I look forward to a future time when I can watch you play baseball in person again–something I haven’t done in months! Although, I’m grateful for the live streaming provided by a couple awesome dads who allow me to watch safely from home and allow me to walk away from the computer when you’re pitching. I know it’s only little league but I still get tremendously nervous watching you perform. It’s that Jesus-take-the-wheel feeling that doesn’t sit well with me.
Lucky for all of us, we do get to watch you dance now that you’re taking virtual hip-hop dance classes from home. You’ve always been an entertainer and we always joked that we should put you in dance classes but funny thing with the pandemic, you suddenly have time to try new things and from the comfort of your own home so we enrolled you. You were a little reluctant and nervous at the start but jumped right into it and are surprisingly good at memorizing choreography in a short period of time. I’m astonished at how well you memorize these dance moves because you rarely remember most things I ask of you. Turns out it’s a selective memory.
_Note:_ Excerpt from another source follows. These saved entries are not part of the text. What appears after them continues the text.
PR #9287, opened 2022-10-31
Fixes status display exploit

### LINKED ISSUE #9286: Status Display Concerns
### Environment
- Build Version: 22102800
- OS Version: Windows 10 19044.2130

Status displays do not show steps to finish building when right clicked, but more importantly can be used to open/close any working airlock or shutter from any range regardless of clearance level.
 
### Steps to reproduce

1. Use two metal to construct status display screen then mount it to a wall.
2. Right click the status display to see the next construction step.
3. Nothing can be observed.
4. To complete constructed status display add five cables, two sheets of glass, and use screwdriver.
5. To exploit the power of a status display simply sync it to a functioning airlock or shutter with a multitool, right click the status display, and use the cell timer. 
6. Synced items will close when timer is running and open when timer has stopped.
7. I have yet to find a functioning airlock/shutter it wouldn't open or a range limit.

MaxIsJoe:
Fixes #9286

CL: [Fix] Fixed exploit that would allow players to open doors without access cards via status displays.
CL: [New] Status displays now can have their access restriction setup upon creation. You cannot override already existing restrictions.

### DIFF
--- a/UnityProject/Assets/Scripts/Items/IDCard.cs
+++ b/UnityProject/Assets/Scripts/Items/IDCard.cs
@@ -359,6 +359,16 @@ public class IDCard : NetworkBehaviour, IServerInventoryMove, IServerSpawn, IInt
 		SyncJobTitle(jobTitle, newJobTitle);
 	}
 
+	public Clearance GetHighestClearance()
+	{
+		var highestClearance = Clearance.MaintTunnels;
+		foreach (var variabClearance in GetClearance)
+		{
+			if (variabClearance > highestClearance) highestClearance = variabClearance;
+		}
+		return highestClearance;
+	}
+
 	public string Examine(Vector3 pos)
 	{
 		return $"The account linked to the ID belongs to '{registeredName}' and reports a balance of {currencies[(int)CurrencyType.Credits]} credits. " +
--- a/UnityProject/Assets/Scripts/Items/IDCard.cs
+++ b/UnityProject/Assets/Scripts/Items/IDCard.cs
@@ -359,16 +359,6 @@ public class IDCard : NetworkBehaviour, IServerInventoryMove, IServerSpawn, IInt
 		SyncJobTitle(jobTitle, newJobTitle);
 	}
 
-	public Clearance GetHighestClearance()
-	{
-		var highestClearance = Clearance.MaintTunnels;
-		foreach (var variabClearance in GetClearance)
-		{
-			if (variabClearance > highestClearance) highestClearance = variabClearance;
-		}
-		return highestClearance;
-	}
-
 	public string Examine(Vector3 pos)
 	{
 		return $"The account linked to the ID belongs to '{registeredName}' and reports a balance of {currencies[(int)CurrencyType.Credits]} credits. " +
--- a/UnityProject/Assets/Scripts/Systems/Clearance/Clearance.cs
+++ b/UnityProject/Assets/Scripts/Systems/Clearance/Clearance.cs
@@ -1,7 +1,11 @@
 ﻿namespace Systems.Clearance
 {
+	/// <summary>
+	/// TODO: ORGANISE THESE FROM LOWEST TO HIGHEST NUMBER BASED ON CLEARANCE LEVEL.
+	/// </summary>
 	public enum Clearance
 	{
+		BasicPublicAccess = 0,
 		// Security equipment, security records, gulag item storage, secbots
 		Security = 1,
 		// Brig cells+timers, permabrig, gulag+gulag shuttle, prisoner management console
--- a/UnityProject/Assets/Scripts/Systems/Clearance/Clearance.cs
+++ b/UnityProject/Assets/Scripts/Systems/Clearance/Clearance.cs
@@ -1,8 +1,5 @@
 ﻿namespace Systems.Clearance
 {
-	/// <summary>
-	/// TODO: ORGANISE THESE FROM LOWEST TO HIGHEST NUMBER BASED ON CLEARANCE LEVEL.
-	/// </summary>
 	public enum Clearance
 	{
 		BasicPublicAccess = 0,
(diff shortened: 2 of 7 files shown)


UnityProject/Assets/Scripts/Items/IDCard.cs
```diff
@@ -359,6 +359,16 @@ public void ServerSetJobTitle(string newJobTitle)
 		SyncJobTitle(jobTitle, newJobTitle);
 	}
 
+	public Clearance GetHighestClearance()
+	{
+		var highestClearance = Clearance.MaintTunnels;
+		foreach (var variabClearance in GetClearance)
+		{
+			if (variabClearance > highestClearance) highestClearance = variabClearance;
```
corp-0: this assumes the order at which they are declared matters, it actually doesn't.

UnityProject/Assets/Scripts/Systems/Clearance/Clearance.cs
```diff
@@ -1,7 +1,11 @@
 ﻿namespace Systems.Clearance
 {
+	/// <summary>
+	/// TODO: ORGANISE THESE FROM LOWEST TO HIGHEST NUMBER BASED ON CLEARANCE LEVEL.
```
corp-0: ah just noticed this comment. Yeah, it isn't a good idea to shuffle the numeric values. Literally everything will break if you do it.

corp-0 (changes requested):

UnityProject/Assets/Scripts/Systems/Clearance/Clearance.cs
MaxIsJoe: yeah that's why I left a todo for now, we can deal with these later.

UnityProject/Assets/Scripts/Items/IDCard.cs
MaxIsJoe: left as a todo for later

UnityProject/Assets/Scripts/Systems/Clearance/Clearance.cs
corp-0: is it even a thing in ss13? Can they compare access like that?

UnityProject/Assets/Scripts/Items/IDCard.cs
corp-0: what is the intention of adding this method?

MaxIsJoe: Returns the highest clearance you have, right now it won't work well with security but for other roles I think it will work fine

UnityProject/Assets/Scripts/Systems/Clearance/Clearance.cs
MaxIsJoe: I mean.. It should? Honestly, I'm not sure.

MaxIsJoe: We still need to distinguish between more important levels of clearance so this is a thing that we'll need to work on at some point

corp-0: if it were part of the requirements, I would have designed a different system for clearance to make it comparable. What do we need to distinguish levels of clearance, as you put it, for? When do we need it?

MaxIsJoe: My suggestion for a new system would honestly involve reworking the entire clearance system again, not just making a new one. Clearance should be divided into groups, the higher the group in level the more access you are given to around the station rather than giving crew members individual access to each and every door.
so lets say group 00 doesn't let you access anything, group 01 lets you access public areas on the station, group 02 lets you access service job areas, group 03 lets you access medical areas, group 04 lets you access science areas, and the list goes on.
"but how are you going to prevent people from different jobs not access other people's workplaces just because they have a higher clearance?" Answer, we shouldn't. In the higher your clearance, the easier it should for you to access other areas to do your job or take over someone else's shift if a department is lacking manpower. 

This would solve our problem of not knowing when someone has a higher clearance than another player from a gameplay perspective, and we can further push this forward around many different mechanics.

From a gameplay perspective, this is a change that must be done due to how lowpop our servers are and it's easier to comprehend for newer players. From a technical perspective, it's easier to work with just numbers to assign access to people rather than long list of enums.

I have no clue how this year will end or when we’ll start to feel a sense of normalcy again. I hope this year is merely a blip in the grand span of your life but I do know you’ve made every day of it entertaining. I would say enjoyable but that would be a fat lie. You’re still a bored ass kid who needs to be entertained constantly which doesn’t fly for me when I have actual things to accomplish. You’re a party most times and your laugh can make anyone smile.
Happy Birthday, Miles aka Big Tasty. May this year bring you many In-N-Out 4×4 burgers sans the constipation.